Level 2 inputs: quoted market prices that are observable as direct (prices) or indirect (derived from prices) inputs used to measure fair value and that are not quoted prices as defined by Level 1.
Level 3 inputs: inputs that are not based on observable market data.
The following table shows the categorization of financial assets and financial liabilities into the threelevel fair value hierarchy:
| Recurring fair value measurements | 06/30/2015 | 12/31/2014 | |||||||
|---|---|---|---|---|---|---|---|---|---|
| Fair value Carrying |
Carrying | Fair value | |||||||
| (EUR thousand) | amount | Level 1 | Level 2 | Level 3 | amount | Level 1 | Level 2 | Level 3 | |
| Financial assets measured at fair value | |||||||||
| Derivatives included in hedging relationships | 5,834 | – | 5,834 | – | 4,453 | – | 4,453 | – | |
| Derivatives not included in hedging relationships | 10,919 | – | 10,919 | – | 16,558 | – | 16,558 | – | |
| Available-for-sale financial assets valued at fair value | 9,883 | – | – | 9,883 | 8,518 | – | – | 8,518 | |
| Other financial assets | 37,000 | 37,000 | – | – | 37,036 | 37,036 | – | – | |
| Financial liabilities measured at fair value | |||||||||
| Derivatives included in hedging relationships | 11,274 | – | 11,274 | – | 12,923 | – | 12,923 | – | |
| Derivatives not included in hedging relationships | 10,737 | – | 10,737 | – | 11,445 | – | 11,445 | – | |
| Contingent consideration | 6,174 | – | – | 6,174 | 7,137 | – | – | 7,137 | |
| Financial liabilities not measured at fair value | |||||||||
| Bonds | 276,557 | 285,006 | – | – | 282,202 | 295,810 | – | – | |
| Promissory note bonds | 91,785 | – | 95,182 | – | 90,541 | – | 95,222 | – | |
| Liabilities to banks | 55,579 | – | 56,293 | – | 156,377 | – | 157,245 | – | |
| Other financial liabilities | 79,148 | – | – | 78,005 | 76,987 | – | – | 77,200 |
There were no transfers between the levels of the fair value hierarchy in the first six months of fiscal year 2015.
The fair value of the bond and the other financial assets is calculated on the basis of quoted bid prices on an active market and is therefore categorized within Level 1. The fair value includes the interest deferred as of the reporting date.
The fair value of derivatives is calculated using quoted exchange rates and yield curves observable in the market. Accordingly, these are categorized within Level 2 of the fair value hierarchy.

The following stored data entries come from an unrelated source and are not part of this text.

PR #86, opened 2018-11-21
[Fix #62] Capture output of background threads

### LINKED ISSUE #62: Investigate handling of background thread
Posting this issue here as a reference to [a CIDER issue](https://github.com/clojure-emacs/cider/issues/2474) where a background thread is assigned a different nrepl message id.

mallt:
- [x] All tests are passing

This PR alters the root binding of *out* and *msg* to be able to capture the output of background threads in responses and keep the :id of the original message.

### DIFF
--- a/CHANGELOG.md
+++ b/CHANGELOG.md
@@ -16,6 +16,7 @@
 * [#68](https://github.com/nrepl/nREPL/issues/68): Avoid illegal access warning on JDK 9+ caused by `nrepl.middleware.interruptible-eval/set-line!`.
 * [#77](https://github.com/nrepl/nREPL/issues/77): Exit cleanly after pressing `ctrl-d` in an interactive REPL.
 * [#13](https://github.com/nrepl/nREPL/issues/13): Catch ThreadDeath exception thrown by interrupt.
+* [#62](https://github.com/nrepl/nREPL/issues/62): Capture output of background threads.
 
 #### Changes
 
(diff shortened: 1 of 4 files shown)


mallt:
Thanks for your feedback!

> I am not familiar with this part of the code but airing a few concerns _just in case_.
> 
> Are you sure it should be `*out*` and not `out` from the `@bindings` above? Most likely they are the same, but who knows.
> 

I will change this indeed, it's definitely better to take the out from the `@bindings`.

> Output from java side is not going through `*out*`, right? So to completely solve the issues one would need to move cider-nrepl/out middleware logic here.
> 

I'm not sure about the java side. @bbatsov Do you have any thoughts about this?

> There is also `*err*` which should be taken care.
> 

Good point, I will check this.

> Can it be that two subsequent `evaluate` bind different `*out*`? If so, then you will still be loosing output from previous evals. In any case, it seems to me that we should refrain from resetting `*out*` root-var or `setOut` on every evaluate. Just doesn't feel right.
> 

I'm not sure about this either. Looking at the code the `evaluate` function seemed a logical place to put this.

> Finally, setting thread local value of _out_ instead of the root value would be achieving the same goal, no?

The reason for this change is an issue in CIDER where the printed output of a background thread got lost, a thread-local value of out wouldn't help in that case.

bbatsov:
The approach seems reasonable to me. This would basically render the `out` middleware redundant (which I always wanted us to achieve). 

Btw, this change won't mess up the regular output for the server, right? (e.g. some logging functionality)

I'd also love to ask @SevereOverfl0w and @arrdem to take a look here (if they can find some time, that is).

mallt:
I will close this PR and move the discussion to #62.

PR #87, opened 2018-11-24
Add verbose option to create-server to log in and out streams

### LINKED ISSUE #85: Implement message logging functionality

Often when people encounter an issue with nREPL the best way to debug the issues is to expect the message exchange between their client and nREPL, so we/they can check whether the request and response messages are what we're expecting them to be (both in their encoded and decoded form). 

Ideally we'll need some way to log all messages as Clojure maps and in their encoded format (e.g. bencode) to a file. Perhaps we can have a logging middleware that checks for some `:verbose` key in messages and would log those. Clients can easily implement a toggle turning on/off message logging.  We can probably have different options for showing the messages encoded or decoded. Likely we should have one log file per each server that goes to `.nrepl/` or the current directory, so logs for different servers don't get interleaved (or we can have one log file and just prefix messages accordingly there). 

**Describe alternatives you've considered**

CIDER has some client-side message logging functionality, but there's no easy way to inspect what happens with the message on the server's end. 

This doesn't really have to be a middleware - it can also be some server config (e.g. we can add a `verbose` flag to `start-server` and just check for it on the transport level), but I think a middleware will be a more flexible solution.  

Looking at #79 it seems that @pfeodrippe should be able to easy handle this. Given his work on #84 he should also immediately appreciate the importance of having this. :D

pfeodrippe:
There is a default-logger that can be changed by `logger op`,
it changes the state of `logger` when `verbose` is set.

Resolves #85.

- [x] All tests are passing

Thanks!


src/clojure/nrepl/misc.clj
```diff
@@ -46,3 +46,15 @@
                                                (-> session meta :id)
                                                session)}))]
     (merge basis response)))
+
+(defn resolve-ns-symbol
```
bbatsov: I'd rather keep this private in the ns that uses it, otherwise we're committing to it be part of the API. Maybe we can have a separate ns for useful stuff internally to nREPL that  we can say are not public API.

pfeodrippe: Didn't think about that, gonna add at server ns as private, thanks!

pfeodrippe:
> Can you also document this in the "Hacking" or "Troubleshooting" sections of the manual?

Added it, is it what you want? I can add more examples but I have to test it locally.
Maybe embedding nREPL in some application is the best way to test it as a real user? 
I would like to use `cider-connect`, but would have to hack Cider as well, adding the verbose key and stuff, right?

pfeodrippe:
Do I add code to cmdline, or would it preferably be made in a future PR?

pfeodrippe:
> > Can you also document this in the "Hacking" or "Troubleshooting" sections of the manual?
> 
> Added it, is it what you want? I can add more examples but I have to test it locally.
> 
> Maybe embedding nREPL in some application is the best way to test it as a real user?
> I would like to use `cider-connect`, but would have to hack Cider as well, adding the verbose key and stuff, right?

Could test it with Cider \o/, the verbose and logger works as expected

bbatsov:
> Added it, is it what you want? I can add more examples but I have to test it locally.

Yeah, that's what I meant. People need to know it's there and how to use it.

> Maybe embedding nREPL in some application is the best way to test it as a real user?

I guess most people would start the server via the command line, but some embedded examples will be fine as well. 

> I would like to use cider-connect, but would have to hack Cider as well, adding the verbose key and stuff, right?

Yeah, we should add some command to toggle the logging on and off there (maybe), provided the server is already running in verbose mode.

bbatsov:
@pfeodrippe Looking at the failing build it seems you used a string function available only in Clojure 1.8 (`starts-with?`). After replacing it we can merge this.

bbatsov:
> Also added logger tests for when fastlane dependency exists. Regarding it, we should put [nrepl/fastlane "0.1.0-SNAPSHOT"] in clojars, right?

Done.

src/clojure/nrepl/server.clj
```diff
@@ -34,12 +49,64 @@
...
+  (let [in (io/input-stream s)
+        out (io/output-stream s)
+        pin-out (PipedOutputStream.)
+        pin-in (PipedInputStream. pin-out)
+        pout-out (PipedOutputStream.)
+        pout-in (PipedInputStream. pout-out)]
+    (future
+      (try
+        (loop []
+          (let [buf (byte-array 8192)
```
bbatsov: Btw, is there are any particular reason for this size?

doc/modules/ROOT/pages/hacking_on_nrepl.adoc
```diff
@@ -40,3 +40,14 @@ specific version of Clojure like this:
...
 ----
+
+== Logging nREPL messages
+
+You can start the server with the verbose flag set to true, there's
+a default logger that logs the input and output messages with `log/info`,
+but a op `logger` is available so you can set the field `logger` to some
+namespaced symbol representing a function.
+
+See more at test `logger` at `nrepl.core-test`.
```
bbatsov: You might also include some sample output from the log, so users would know what to expect.

src/clojure/nrepl/server.clj
```diff
@@ -10,8 +12,21 @@
    [nrepl.misc :refer [log response-for returning]]
    [nrepl.transport :as t])
   (:import
+   [java.io PipedInputStream PipedOutputStream]
    [java.net InetAddress InetSocketAddress ServerSocket Socket SocketException]))
 
+(defn- resolve-ns-symbol
+  "Resolve a namespaced symbol to a var. Returns the var or nil if
+  the argument is nil or not resolvable."
+  [tag var-sym]
```
bbatsov: Btw, what do we need this tag for?

bbatsov:
Btw, this logs only the "encoded" data, right? I wonder how we can best combine some logging of both encoded and decoded messages (the request response maps).

src/clojure/nrepl/cmdline.clj
```diff
@@ -271,8 +272,10 @@
             handler (or handler (build-handler middleware))
             transport (some->> (:transport options) (require-and-resolve :transport))
             greeting-fn (if (= transport #'transport/tty) #'transport/tty-greeting)
+            verbose (:verbose options)
```
bbatsov: I guess we should also check if this was set in the config file here.

pfeodrippe: Gonna code it o/

src/clojure/nrepl/server.clj
pfeodrippe: Not really, has some number in mind?

src/clojure/nrepl/server.clj
pfeodrippe: Sorry, it was supposed to be generic to tell us what was trying to resolve if at fail, gonna remove it

pfeodrippe:
> Btw, this logs only the "encoded" data, right? I wonder how we can best combine some logging of both encoded and decoded messages (the request response maps).

Messages from the server to the client are not so difficult to reconcile adding more to the design a little bit, the problem is much more at input (communication from the client to the server) because it doesn't know where a message begins and ends (it depends on transport), but the client of nREPL could easily pass a function (`logger`) to read the data back as a stream and decode it using the appropriate decoder. 

Maybe we should let the future users of this feature to say what they want from all this verbosity and what's a pain.

And I would say that it resolves #85 partially, you can see what the server sees, but reconciling is hard.

bbatsov:
> Messages from the server to the client are not so difficult to reconcile adding more to the design a little bit, the problem is much more at input (communication from the client to the server) because it doesn't know where a message begins and ends (it depends on transport), but the client of nREPL could easily pass a function (logger) to read the data back as a stream and decode it using the appropriate decoder.

Isn't it much easier to log the incoming messages at the middleware level? They are basically the request map there. That's why originally I had suggested a logging middleware, before I realized this wasn't enough for the wire data.

pfeodrippe:
> > Messages from the server to the client are not so difficult to reconcile adding more to the design a little bit, the problem is much more at input (communication from the client to the server) because it doesn't know where a message begins and ends (it depends on transport), but the client of nREPL could easily pass a function (logger) to read the data back as a stream and decode it using the appropriate decoder.
> 
> Isn't it much easier to log the incoming messages at the middleware level? They are basically the request map there. That's why originally I had suggested a logging middleware, before I realized this wasn't enough for the wire data.

Yes, a middleware would work greatly with the request maps, both input and output. What I'm saying is that it's hard to know which bytes exactly generated a specific request map for the incoming message.

I'll add the same concepts of a `logger` function (with some other name) that the client can pass to this new middleware, it can't be the same one used for the wire data logging. Then the client would have freedom to do whatever it wants with the request map (append it to a file, send it to twitter etc) as well as with the wire data.

Sorry for the delay, these days are harder, but at the weekend I'll have more time to deal with the PRs here o/

bbatsov:
Btw, one more update - we had to remove the tools.logging dep due to #89, so now we also have to add some simple logging to nREPL itself - probably some namespace that provides basic logging functions that dump stuff to stdout/err and uses `tools.logging` if available.

src/clojure/nrepl/cmdline.clj
pfeodrippe: It already works because `options` is already merged, but I've added it to the docs o/

pfeodrippe:
Created `nrepl.logging` and added a middleware to handle the decoded messages

CHANGELOG.md
```diff
@@ -16,6 +16,7 @@
   function in `pr-values`, enabling pretty-printed REPL results.
 * [#66](https://github.com/nrepl/nrepl/pull/66): Add support for a global and local configuration file.
 * [#63](https://github.com/nrepl/nrepl/issues/63): Make it possible to specify the transport via the command-line client (`--transport/-t`).
+* [#85](https://github.com/nrepl/nrepl/issues/85): Implement message logging functionality.
```
bbatsov: This has to be moved to the `master` section.

src/clojure/nrepl/cmdline.clj
bbatsov: Ah, excellent!

src/clojure/nrepl/logging.clj
```diff
@@ -0,0 +1,16 @@
...
+(def default-output *out*)
+
+(defn info
+  [& args]
+  (binding [*out* default-output]
+    (apply println "INFO: " args)))
+
+(defn warn
+  [& args]
+  (binding [*out* default-output]
```
bbatsov: Warn should probably output to `err`, same as `error`.

src/clojure/nrepl/logging.clj
```diff
@@ -0,0 +1,16 @@
+(ns nrepl.logging
+  "Logging to be used at nREPL"
+  {:added  "0.6.0"})
+
+;; TODO: Use clojure.tools.logging if available
```
bbatsov: Seems to me the easiest way to do this would be to check if tools.logging is available, and defer in our to functions to its functions if that's the case. If not ours just dump stuff to stdout and stderr. I guess you're working in this direction already.

src/clojure/nrepl/server.clj
bbatsov: Ah, no. Just seemed somewhat random and I decided to ask.

bbatsov:
I think we're getting pretty close to shipping this. Right now my only concern is the usefulness of raw byte arrays in the log, as I definitely envisioned this as something higher-level (e.g. the exact bencode/json message) sent or received. 

As we know that the messages are serialized within the scope of a session it seems reasonable to just read them until we get a complete map and then display it in its "native" format. How are you using the byte-array logs, btw? Do you just copy/paste them in the REPL and decode them there?

pfeodrippe:
> I think we're getting pretty close to shipping this. Right now my only concern is the usefulness of raw byte arrays in the log, as I definitely envisioned this as something higher-level (e.g. the exact bencode/json message) sent or received.
> 
> As we know that the messages are serialized within the scope of a session it seems reasonable to just read them until we get a complete map and then display it in its "native" format. How are you using the byte-array logs, btw? Do you just copy/paste them in the REPL and decode them there?

I log them in byte-array format because there are transports that does not map one byte to one char (as `transit+msgpack`) and, as another problem, transports like `transit+json` or `transit+json-verbose` come in multiple chunks of bytes to build a message, the input stream given to their internal readers just read them until they get a complete message, it's opaque, it appears to not have a good way to match encoded with decoded in these cases.

The loggers are, by now, independents, the encoded reads from the input and output streams and the decoded one is in a simple middleware.

bbatsov:
> I log them in byte-array format because there are transports that does not map one byte to one char (as transit+msgpack) and, as another problem, transports like transit+json or transit+json-verbose come in multiple chunks of bytes to build a message, the input stream given to their internal readers just read them until they get a complete message, it's opaque, it appears to not have a good way to match encoded with decoded in these cases.

Yeah, but we still know the encoding scheme for them, which was my point. Unless I'm missing something.

> The loggers are, by now, independents, the encoded reads from the input and output streams and the decoded one is in a simple middleware.

Yeah, I saw this. The middleware is great. I just wanted somehow to be able to monitor what bencode/json/whatever/messages are passed back and forth. That's my only concern. The middleware is pretty useful as the decoded maps help a lot, but for the byte-arrays I simply don't see much value for day-to-day development. That's why I asked how exactly were you using those to get an idea how they were valuable for you.

pfeodrippe:
Let me know if I'm understanding you right, you're saying that it's better to log the encoded data stringified (if possible) byte array (I agree).

Going in another way, maybe we shouldn't do anything if the `logger` function is not resolved, so the client can decide what it wants to do with the data and, different of what happens at the current moment, you wouldn't get the (maybe) unwanted logs you have from the time you start the server until you set `logger`.

bbatsov:
> Let me know if I'm understanding you right, you're saying that it's better to log the encoded data stringified (if possible) byte array (I agree).

Yep.

> Going in another way, maybe we shouldn't do anything if the logger function is not resolved, so the client can decide what it wants to do with the data and, different of what happens at the current moment, you wouldn't get the (maybe) unwanted logs you have from the time you start the server until you set logger.

Yeah, probably that'd be best, although I guess we can have logging functions supplied with the respective transports and just use some multimethod to select them, in case the users don't supply a custom function themselves.

pfeodrippe:
Instead of multimethods, now the client can pass at initialization a `default-logger-behaviour` option to set how it wants the default logger to log (silenced, encoded as string or encoded as bytes), it gives to the user complete control and it's independent of the transport

bbatsov:
I'll try to review the current version later today. I'd also love for @cgrand to take a look and share his perspective of the approach.

src/clojure/nrepl/server.clj
```diff
@@ -34,16 +55,76 @@
     (catch java.io.IOException e
       (log e "Failed to close " x))))
 
+(defn- default-bytes-logger
+  [channel ba]
+  (log/info channel (map byte ba)))
+
+(defn- default-string-logger
+  [channel ba]
+  (log/info channel (str/join (map char ba))))
```
bbatsov: Don't you need the encoding scheme of the transport to try to get some meaningful string out of this?

bbatsov:
Btw, because I'm not convinced of the usefulness of the wire logging in its current form maybe we can simplify the current PR to feature just the message logging on the middleware level and revisit the rest independently? 

But before doing anything in this direction let's see what @cgrand will say. Btw, @SevereOverfl0w any thoughts on this from you? What logging would be most useful for your use-cases?

src/clojure/nrepl/server.clj
pfeodrippe: You don't need to use the transport as the current transports have the bytes representing chars, it just sniffs the socket independent of the transport, we certainly need comments of other people here to see the usefulness of it or if they need other ways to do it.

pfeodrippe:
> Btw, because I'm not convinced of the usefulness of the wire logging in its current form maybe we can simplify the current PR to feature just the message logging on the middleware level and revisit the rest independently?

Yes, I'm foud of the smallest PRs possible and starting with the easiest ones (the request map logging).

> But before doing anything in this direction let's see what @cgrand will say. Btw, @SevereOverfl0w any thoughts on this from you? What logging would be most useful for your use-cases?

I totally agree with them helping out! As it was one of my first PRs here and I've learned a ton of stuff, maybe it's not optimized enough and I feel the code could be much less hacky than it's now. 
I'm gonna wait for their comments and I'd would be happy with a totally new design or even closing this PR in favour of a better approach =)

bbatsov:
I know @cgrand commented here, but now I don't see where his comment went. Anyways, it seems that there's consensus we should reduce the scope of this PR to logging the request/response maps and we'll revisit logging the raw data down the road.

pfeodrippe:
@bbatsov His comments at https://github.com/nrepl/nrepl/issues/85?

Gonna check this again after the holidays =)

bbatsov:
> @bbatsov His comments at #85?

Ah, yeah!

> Gonna check this again after the holidays =)

Roger that! Happy holidays! 🎄

pfeodrippe:
> Roger that! Happy holidays!

Thanks! That it be happy for you too! \o/ 
Um brinde de Recife

pfeodrippe:
I'll tackle on this on this weekend, so we just have to keep the request map interceptors, right, excluding the raw data logging at input and output streams?

bbatsov:
Yep. At this stage let's keep just the request/response maps logging.

bbatsov:
Ping :-)

pfeodrippe:
I was wondering if only logging the response maps would be useful for the client, maybe we should close this and open other PR in the future with this if really needed?

pfeodrippe:
Gonna close this so we can focus in other stuff o/

bbatsov:
👍 Thanks for all the work you've put into this! I'm really sorry we didn't get to anything merged in the end, but I think this was a valuable exercise never-the-less.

The fair value of borrower's note loans and liabilities to banks is measured on the basis of the yield curve, taking into account credit spreads. They are therefore categorized within Level 2 of the fair value hierarchy. The interest deferred as of the reporting date is included in the fair values.
The fair values of trade receivables, cash and cash equivalents, and other financial receivables essentially correspond to the carrying amounts; this is due to the predominantly short remaining maturities.
Certain other financial liabilities resulting from the sale of the former GEA Heat Exchangers Segment, which was completed in 2014, are categorized within Level 3 of the fair value hierarchy, since their fair value is measured on the basis of the present value of future cash outflows expected on the basis of contractual obligations associated with the sale.
A receivable relating to the former raw material activities of Metallgesellschaft AG that had previously been written off was allocated to Level 3 financial instruments; its fair value is determined by means of a present value calculation on the basis of the debtor's payment plan.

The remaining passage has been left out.